§ **SOURCE MATERIAL**

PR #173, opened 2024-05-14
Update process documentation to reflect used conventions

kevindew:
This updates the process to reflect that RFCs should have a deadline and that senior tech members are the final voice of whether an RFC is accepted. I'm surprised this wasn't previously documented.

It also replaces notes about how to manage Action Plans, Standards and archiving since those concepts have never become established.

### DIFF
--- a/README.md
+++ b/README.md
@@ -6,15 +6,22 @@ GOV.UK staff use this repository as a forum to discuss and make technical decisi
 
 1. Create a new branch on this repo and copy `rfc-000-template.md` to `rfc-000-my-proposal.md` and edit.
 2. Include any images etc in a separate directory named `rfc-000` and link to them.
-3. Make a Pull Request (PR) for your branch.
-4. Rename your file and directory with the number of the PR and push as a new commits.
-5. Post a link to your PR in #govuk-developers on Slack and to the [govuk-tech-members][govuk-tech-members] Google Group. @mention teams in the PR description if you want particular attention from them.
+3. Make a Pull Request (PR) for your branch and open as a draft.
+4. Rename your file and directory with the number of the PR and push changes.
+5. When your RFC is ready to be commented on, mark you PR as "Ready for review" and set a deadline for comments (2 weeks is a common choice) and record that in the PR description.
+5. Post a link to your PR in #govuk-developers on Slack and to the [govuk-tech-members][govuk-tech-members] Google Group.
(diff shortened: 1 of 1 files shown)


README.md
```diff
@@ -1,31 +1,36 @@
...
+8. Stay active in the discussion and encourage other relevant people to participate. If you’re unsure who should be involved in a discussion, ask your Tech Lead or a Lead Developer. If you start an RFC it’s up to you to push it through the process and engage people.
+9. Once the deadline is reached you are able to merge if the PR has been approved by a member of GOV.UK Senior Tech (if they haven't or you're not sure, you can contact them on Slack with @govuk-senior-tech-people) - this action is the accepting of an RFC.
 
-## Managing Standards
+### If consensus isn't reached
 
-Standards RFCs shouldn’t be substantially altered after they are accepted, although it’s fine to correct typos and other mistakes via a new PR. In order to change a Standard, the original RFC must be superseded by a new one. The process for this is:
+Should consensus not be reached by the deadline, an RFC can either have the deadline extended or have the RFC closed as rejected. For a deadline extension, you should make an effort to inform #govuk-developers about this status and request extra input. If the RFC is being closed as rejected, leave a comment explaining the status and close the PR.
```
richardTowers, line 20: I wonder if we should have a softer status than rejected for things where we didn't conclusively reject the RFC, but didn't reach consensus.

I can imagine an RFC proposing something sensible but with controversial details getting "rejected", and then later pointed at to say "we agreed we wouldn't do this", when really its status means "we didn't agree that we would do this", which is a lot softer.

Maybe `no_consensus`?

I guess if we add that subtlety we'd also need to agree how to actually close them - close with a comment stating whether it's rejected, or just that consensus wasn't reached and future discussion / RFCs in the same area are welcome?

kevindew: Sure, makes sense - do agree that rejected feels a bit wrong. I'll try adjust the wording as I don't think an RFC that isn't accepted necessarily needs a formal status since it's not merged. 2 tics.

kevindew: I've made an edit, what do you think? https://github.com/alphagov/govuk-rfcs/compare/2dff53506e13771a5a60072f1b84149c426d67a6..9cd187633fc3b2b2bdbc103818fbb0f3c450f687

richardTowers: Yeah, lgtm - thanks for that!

§ **TASK TO COMPLETE**
Whenever "also" occurs in a line above, copy that line.

§ **OUTPUT OF THE TASK**
It also replaces notes about how to manage Action Plans, Standards and archiving since those concepts have never become established.
I guess if we add that subtlety we'd also need to agree how to actually close them - close with a comment stating whether it's rejected, or just that consensus wasn't reached and future discussion / RFCs in the same area are welcome?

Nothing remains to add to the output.